#### [Data for this exercise]

^^^^^^^^

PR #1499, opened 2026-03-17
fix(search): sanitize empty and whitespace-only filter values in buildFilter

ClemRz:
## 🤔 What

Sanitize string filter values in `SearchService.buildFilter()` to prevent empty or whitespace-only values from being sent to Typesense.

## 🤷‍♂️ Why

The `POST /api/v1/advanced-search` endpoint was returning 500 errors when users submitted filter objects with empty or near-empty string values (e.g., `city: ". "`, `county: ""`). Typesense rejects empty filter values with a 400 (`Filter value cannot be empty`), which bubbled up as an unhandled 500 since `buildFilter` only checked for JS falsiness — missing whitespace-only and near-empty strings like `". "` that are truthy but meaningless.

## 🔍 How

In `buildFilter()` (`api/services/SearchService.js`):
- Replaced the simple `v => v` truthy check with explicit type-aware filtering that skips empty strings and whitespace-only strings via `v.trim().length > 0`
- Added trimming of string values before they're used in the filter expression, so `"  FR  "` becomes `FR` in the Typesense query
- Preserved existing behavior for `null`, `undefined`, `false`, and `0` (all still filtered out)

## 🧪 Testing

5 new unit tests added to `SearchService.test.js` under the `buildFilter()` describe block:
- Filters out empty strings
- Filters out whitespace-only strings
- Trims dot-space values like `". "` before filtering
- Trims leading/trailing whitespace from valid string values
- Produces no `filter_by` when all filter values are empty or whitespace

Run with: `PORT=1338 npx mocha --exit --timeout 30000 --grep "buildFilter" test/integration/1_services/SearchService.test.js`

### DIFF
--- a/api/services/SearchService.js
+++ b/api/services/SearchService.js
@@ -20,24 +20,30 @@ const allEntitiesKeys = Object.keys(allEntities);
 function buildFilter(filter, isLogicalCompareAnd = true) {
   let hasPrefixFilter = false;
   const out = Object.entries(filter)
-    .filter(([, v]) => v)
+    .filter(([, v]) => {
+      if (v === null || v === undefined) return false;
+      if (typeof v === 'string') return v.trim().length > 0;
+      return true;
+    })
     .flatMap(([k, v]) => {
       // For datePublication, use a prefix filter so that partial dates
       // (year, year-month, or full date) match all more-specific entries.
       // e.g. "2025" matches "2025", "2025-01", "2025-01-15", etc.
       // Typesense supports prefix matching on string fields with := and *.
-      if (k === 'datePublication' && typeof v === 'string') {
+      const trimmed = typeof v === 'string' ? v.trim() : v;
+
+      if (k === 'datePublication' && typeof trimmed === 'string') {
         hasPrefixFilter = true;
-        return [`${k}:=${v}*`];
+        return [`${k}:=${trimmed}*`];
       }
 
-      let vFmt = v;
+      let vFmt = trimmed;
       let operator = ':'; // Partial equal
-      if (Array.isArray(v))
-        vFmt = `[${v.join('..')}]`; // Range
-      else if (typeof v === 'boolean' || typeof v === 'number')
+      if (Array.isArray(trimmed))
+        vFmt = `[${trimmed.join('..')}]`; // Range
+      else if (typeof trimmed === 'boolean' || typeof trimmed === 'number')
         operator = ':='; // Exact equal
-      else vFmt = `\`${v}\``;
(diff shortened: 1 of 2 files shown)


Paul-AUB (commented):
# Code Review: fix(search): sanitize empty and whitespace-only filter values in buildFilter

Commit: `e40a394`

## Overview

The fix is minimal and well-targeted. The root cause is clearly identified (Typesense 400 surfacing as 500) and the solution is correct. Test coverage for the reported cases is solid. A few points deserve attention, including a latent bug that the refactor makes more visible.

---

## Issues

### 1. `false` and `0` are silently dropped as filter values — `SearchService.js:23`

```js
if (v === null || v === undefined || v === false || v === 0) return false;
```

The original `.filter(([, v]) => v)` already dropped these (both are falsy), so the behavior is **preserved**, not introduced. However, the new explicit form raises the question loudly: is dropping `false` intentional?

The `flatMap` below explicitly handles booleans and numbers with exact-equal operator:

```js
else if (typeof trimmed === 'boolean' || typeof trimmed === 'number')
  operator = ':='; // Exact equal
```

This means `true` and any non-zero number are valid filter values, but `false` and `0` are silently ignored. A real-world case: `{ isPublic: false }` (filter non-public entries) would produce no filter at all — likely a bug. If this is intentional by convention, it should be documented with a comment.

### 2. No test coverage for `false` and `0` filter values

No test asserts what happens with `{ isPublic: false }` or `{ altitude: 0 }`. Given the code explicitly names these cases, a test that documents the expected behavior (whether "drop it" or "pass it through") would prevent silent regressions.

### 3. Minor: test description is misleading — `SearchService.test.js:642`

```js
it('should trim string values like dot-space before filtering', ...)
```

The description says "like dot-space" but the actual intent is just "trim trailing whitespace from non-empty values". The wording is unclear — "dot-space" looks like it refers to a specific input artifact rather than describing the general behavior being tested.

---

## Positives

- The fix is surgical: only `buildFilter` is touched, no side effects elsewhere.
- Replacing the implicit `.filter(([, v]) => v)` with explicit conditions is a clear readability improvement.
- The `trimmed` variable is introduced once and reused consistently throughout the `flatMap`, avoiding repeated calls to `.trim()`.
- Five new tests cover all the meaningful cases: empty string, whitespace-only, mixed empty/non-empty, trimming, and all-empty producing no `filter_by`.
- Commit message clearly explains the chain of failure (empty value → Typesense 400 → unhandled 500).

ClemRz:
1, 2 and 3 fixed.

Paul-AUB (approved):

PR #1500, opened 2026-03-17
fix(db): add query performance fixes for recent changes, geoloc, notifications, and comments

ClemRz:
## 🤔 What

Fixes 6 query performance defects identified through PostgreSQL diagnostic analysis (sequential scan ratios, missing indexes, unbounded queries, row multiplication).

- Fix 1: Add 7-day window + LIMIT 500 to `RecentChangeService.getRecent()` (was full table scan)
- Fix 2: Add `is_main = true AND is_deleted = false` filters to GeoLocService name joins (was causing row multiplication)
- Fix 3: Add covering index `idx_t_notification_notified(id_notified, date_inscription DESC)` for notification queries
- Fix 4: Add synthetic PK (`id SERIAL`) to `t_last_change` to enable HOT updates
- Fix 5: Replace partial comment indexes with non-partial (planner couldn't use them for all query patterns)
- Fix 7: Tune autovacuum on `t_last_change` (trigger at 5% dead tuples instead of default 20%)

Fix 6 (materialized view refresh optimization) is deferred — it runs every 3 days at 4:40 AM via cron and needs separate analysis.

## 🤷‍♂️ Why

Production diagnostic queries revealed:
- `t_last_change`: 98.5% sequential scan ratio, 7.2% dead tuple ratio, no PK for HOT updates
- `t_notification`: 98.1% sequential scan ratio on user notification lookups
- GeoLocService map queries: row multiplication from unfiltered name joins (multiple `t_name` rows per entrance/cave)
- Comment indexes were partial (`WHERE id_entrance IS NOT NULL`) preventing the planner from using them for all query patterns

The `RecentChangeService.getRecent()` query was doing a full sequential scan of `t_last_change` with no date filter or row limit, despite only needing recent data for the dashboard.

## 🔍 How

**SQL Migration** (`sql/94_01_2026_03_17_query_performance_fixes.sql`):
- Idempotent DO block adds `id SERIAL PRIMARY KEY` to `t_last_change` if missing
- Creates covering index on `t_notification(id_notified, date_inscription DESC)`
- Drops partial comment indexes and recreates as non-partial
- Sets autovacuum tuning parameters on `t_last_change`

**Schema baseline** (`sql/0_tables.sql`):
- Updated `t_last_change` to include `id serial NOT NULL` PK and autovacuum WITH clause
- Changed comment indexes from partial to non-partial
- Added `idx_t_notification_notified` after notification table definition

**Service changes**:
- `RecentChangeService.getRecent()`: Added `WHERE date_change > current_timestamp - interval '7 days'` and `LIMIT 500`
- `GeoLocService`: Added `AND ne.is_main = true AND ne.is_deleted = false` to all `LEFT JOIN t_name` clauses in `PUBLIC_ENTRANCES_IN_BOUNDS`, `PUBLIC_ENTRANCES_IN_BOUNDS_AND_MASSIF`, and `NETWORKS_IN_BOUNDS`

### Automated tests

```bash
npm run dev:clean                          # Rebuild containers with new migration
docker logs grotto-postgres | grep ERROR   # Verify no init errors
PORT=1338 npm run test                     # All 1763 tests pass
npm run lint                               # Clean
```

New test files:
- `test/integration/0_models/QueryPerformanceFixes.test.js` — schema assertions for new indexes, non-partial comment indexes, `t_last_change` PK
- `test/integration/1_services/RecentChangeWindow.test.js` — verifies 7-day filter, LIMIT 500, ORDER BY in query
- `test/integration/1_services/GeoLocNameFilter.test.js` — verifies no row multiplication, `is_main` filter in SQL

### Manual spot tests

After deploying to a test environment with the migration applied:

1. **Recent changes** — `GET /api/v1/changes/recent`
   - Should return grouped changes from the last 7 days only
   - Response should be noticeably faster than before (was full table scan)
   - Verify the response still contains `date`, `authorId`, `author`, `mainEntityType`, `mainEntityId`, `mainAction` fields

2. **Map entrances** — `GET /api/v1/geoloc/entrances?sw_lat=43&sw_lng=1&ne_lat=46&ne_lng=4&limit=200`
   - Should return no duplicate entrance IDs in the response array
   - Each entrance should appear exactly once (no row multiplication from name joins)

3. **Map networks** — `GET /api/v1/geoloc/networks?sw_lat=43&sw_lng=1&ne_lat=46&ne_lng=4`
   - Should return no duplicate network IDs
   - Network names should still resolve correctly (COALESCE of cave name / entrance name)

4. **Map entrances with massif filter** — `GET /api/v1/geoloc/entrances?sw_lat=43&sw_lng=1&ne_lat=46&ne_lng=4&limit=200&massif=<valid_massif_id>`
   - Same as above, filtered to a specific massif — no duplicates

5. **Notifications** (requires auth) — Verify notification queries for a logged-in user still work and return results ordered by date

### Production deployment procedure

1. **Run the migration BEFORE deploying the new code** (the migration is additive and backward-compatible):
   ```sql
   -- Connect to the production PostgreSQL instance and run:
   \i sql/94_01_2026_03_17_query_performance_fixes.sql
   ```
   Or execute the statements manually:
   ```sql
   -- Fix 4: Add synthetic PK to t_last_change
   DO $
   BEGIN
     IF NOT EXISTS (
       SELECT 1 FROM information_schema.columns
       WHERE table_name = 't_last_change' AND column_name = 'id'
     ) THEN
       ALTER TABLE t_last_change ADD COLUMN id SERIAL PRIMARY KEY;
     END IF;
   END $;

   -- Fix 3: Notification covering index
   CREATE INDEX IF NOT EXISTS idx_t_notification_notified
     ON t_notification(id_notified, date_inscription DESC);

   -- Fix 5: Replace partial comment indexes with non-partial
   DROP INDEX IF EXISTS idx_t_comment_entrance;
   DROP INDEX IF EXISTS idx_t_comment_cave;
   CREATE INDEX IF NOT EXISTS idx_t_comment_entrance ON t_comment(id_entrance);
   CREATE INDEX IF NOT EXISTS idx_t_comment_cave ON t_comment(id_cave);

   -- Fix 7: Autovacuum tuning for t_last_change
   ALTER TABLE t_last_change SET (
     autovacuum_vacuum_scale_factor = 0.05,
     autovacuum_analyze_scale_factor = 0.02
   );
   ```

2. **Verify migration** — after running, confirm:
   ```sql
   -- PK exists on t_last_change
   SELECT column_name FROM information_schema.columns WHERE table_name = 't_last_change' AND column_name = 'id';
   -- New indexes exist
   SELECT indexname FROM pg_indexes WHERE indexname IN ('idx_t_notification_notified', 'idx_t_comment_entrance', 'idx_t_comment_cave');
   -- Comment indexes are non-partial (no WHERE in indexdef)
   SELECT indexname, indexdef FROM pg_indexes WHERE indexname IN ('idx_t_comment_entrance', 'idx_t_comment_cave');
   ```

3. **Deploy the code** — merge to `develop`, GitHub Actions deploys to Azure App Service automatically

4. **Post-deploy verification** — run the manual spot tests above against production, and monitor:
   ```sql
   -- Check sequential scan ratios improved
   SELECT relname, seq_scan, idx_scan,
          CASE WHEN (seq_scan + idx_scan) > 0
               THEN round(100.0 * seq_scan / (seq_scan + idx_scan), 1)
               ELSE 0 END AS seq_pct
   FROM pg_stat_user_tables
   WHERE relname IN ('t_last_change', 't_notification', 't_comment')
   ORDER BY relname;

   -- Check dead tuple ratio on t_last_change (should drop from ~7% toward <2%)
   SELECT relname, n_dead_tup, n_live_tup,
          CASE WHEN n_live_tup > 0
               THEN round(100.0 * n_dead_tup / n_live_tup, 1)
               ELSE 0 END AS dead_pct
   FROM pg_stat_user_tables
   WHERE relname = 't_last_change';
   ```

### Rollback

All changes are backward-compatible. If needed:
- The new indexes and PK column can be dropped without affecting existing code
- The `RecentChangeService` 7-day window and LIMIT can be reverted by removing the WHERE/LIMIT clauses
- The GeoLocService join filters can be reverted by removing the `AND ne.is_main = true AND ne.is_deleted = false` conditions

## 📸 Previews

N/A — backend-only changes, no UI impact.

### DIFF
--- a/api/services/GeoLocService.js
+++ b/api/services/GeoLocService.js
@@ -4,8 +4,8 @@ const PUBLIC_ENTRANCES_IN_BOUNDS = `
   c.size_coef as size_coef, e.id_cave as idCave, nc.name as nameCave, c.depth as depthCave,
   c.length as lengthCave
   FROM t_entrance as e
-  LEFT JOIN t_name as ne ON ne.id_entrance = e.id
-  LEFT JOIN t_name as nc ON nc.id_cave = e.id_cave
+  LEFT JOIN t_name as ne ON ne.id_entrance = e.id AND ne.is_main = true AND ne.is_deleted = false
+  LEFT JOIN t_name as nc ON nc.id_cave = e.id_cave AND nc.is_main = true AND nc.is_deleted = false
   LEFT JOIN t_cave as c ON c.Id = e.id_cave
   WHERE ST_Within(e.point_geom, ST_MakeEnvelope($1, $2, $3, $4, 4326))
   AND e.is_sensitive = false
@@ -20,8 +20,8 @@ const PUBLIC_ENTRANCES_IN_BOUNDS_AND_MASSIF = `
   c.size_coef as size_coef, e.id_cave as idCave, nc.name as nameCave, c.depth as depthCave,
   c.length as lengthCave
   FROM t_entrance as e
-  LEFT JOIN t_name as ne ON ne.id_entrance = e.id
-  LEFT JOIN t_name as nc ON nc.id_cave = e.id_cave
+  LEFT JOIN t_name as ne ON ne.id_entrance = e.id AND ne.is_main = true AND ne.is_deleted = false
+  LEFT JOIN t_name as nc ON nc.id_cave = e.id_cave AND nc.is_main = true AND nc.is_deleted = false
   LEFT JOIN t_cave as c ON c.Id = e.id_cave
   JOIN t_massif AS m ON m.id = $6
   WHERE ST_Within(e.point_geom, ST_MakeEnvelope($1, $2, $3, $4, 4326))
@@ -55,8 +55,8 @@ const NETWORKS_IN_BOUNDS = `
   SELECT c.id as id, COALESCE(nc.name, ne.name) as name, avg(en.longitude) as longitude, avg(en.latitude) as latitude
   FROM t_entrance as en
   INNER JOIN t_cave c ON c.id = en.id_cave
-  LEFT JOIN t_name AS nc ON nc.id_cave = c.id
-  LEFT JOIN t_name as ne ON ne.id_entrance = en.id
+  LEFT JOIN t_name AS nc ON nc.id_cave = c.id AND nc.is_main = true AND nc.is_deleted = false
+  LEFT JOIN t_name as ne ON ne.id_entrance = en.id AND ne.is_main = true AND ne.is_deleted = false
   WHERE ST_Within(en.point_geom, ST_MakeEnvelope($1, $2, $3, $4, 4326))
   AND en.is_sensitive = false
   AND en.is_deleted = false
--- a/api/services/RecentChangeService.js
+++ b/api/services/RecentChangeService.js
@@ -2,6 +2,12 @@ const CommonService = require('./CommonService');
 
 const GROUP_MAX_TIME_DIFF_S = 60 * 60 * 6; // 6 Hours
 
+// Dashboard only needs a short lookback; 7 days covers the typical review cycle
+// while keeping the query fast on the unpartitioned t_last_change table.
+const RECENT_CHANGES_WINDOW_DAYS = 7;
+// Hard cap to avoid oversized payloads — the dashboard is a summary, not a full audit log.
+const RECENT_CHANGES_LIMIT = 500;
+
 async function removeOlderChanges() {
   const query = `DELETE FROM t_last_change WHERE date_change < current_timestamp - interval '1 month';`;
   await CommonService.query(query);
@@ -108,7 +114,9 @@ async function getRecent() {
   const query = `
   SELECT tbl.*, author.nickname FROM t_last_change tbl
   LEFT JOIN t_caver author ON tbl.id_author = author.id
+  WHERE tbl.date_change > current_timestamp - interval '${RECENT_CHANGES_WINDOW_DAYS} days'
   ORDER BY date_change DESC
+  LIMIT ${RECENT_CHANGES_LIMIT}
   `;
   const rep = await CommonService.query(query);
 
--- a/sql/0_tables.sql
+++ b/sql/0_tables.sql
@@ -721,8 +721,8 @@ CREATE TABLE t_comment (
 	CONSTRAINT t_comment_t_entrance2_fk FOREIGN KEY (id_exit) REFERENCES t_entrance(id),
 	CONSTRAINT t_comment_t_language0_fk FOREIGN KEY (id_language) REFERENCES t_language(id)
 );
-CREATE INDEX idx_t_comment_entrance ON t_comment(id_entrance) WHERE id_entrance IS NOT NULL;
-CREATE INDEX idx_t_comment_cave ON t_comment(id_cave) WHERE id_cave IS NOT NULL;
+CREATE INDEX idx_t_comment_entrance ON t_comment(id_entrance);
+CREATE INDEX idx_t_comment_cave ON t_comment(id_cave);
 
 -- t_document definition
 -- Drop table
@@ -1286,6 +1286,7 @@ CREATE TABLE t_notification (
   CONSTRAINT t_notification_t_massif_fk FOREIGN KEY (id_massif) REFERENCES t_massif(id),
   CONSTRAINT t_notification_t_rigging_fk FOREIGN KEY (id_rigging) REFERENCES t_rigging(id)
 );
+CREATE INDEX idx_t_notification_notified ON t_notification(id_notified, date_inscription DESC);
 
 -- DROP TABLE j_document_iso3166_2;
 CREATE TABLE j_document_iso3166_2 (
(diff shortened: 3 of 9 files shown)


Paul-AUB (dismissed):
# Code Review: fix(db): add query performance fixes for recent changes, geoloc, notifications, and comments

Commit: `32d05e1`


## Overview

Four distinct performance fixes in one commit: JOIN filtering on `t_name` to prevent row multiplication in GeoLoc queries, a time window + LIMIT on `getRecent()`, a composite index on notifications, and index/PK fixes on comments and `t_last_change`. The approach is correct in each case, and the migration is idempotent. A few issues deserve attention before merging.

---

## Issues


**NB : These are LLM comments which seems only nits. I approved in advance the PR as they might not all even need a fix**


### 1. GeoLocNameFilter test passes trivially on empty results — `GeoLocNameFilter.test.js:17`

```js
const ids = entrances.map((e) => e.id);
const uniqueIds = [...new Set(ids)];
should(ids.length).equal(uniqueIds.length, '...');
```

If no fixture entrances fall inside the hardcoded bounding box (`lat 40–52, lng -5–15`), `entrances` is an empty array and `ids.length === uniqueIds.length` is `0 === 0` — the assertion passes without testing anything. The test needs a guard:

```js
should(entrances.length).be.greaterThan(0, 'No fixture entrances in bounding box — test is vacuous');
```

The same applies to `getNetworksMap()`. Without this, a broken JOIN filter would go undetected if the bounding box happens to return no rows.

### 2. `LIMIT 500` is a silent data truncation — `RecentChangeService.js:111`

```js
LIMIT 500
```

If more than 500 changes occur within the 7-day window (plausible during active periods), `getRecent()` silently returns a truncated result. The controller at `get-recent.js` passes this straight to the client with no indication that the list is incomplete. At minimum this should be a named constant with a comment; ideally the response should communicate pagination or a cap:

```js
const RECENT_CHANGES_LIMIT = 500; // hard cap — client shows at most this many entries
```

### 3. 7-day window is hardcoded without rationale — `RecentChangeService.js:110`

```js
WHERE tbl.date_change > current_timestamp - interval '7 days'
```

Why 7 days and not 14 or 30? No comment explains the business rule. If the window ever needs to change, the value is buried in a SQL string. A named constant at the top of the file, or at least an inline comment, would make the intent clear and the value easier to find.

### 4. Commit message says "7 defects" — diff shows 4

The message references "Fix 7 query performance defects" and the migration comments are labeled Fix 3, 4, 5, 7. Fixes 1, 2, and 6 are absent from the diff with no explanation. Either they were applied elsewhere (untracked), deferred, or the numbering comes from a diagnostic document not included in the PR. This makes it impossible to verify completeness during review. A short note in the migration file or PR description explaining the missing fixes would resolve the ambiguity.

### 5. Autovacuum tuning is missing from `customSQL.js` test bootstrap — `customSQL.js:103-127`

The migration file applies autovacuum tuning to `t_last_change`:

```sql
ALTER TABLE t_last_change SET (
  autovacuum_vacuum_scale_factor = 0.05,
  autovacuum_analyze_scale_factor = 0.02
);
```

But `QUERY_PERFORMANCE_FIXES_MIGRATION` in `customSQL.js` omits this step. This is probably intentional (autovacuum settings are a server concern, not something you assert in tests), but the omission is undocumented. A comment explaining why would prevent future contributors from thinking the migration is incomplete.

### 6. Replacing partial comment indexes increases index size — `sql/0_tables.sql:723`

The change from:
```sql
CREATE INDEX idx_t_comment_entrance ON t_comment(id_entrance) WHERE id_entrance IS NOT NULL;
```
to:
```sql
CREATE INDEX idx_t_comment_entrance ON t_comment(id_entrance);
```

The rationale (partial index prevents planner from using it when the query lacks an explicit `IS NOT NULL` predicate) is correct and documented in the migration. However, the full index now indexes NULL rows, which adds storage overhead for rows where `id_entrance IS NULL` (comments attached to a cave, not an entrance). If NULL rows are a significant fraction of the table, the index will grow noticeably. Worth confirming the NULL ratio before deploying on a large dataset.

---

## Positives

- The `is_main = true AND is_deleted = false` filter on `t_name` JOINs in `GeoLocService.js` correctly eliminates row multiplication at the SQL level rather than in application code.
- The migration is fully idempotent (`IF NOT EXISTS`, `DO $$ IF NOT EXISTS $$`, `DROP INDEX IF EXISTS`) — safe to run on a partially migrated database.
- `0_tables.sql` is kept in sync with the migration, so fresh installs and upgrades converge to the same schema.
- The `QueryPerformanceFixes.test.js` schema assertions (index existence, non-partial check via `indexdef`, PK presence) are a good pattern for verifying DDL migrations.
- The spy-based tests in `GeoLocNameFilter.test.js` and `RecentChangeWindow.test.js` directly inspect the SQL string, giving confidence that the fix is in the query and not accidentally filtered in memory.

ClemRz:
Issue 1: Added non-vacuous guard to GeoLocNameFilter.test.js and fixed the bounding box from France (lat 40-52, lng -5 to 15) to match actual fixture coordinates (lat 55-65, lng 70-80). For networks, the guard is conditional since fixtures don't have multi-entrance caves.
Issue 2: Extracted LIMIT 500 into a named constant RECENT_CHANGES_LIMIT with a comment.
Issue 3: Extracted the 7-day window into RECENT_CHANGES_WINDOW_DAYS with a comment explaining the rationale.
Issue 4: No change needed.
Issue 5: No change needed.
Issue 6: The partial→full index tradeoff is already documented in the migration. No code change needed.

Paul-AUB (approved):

^^^^^^^^

#### [Work to be completed]
Take from the material above the lines running from the one with "--- a/api/services/RecentChangeService.js" through the one with "unpartitioned t_last_change table.", and repeat them exactly, with nothing else.

#### [Answer box]
--- a/api/services/RecentChangeService.js
+++ b/api/services/RecentChangeService.js
@@ -2,6 +2,12 @@ const CommonService = require('./CommonService');
 
 const GROUP_MAX_TIME_DIFF_S = 60 * 60 * 6; // 6 Hours
 
+// Dashboard only needs a short lookback; 7 days covers the typical review cycle
+// while keeping the query fast on the unpartitioned t_last_change table.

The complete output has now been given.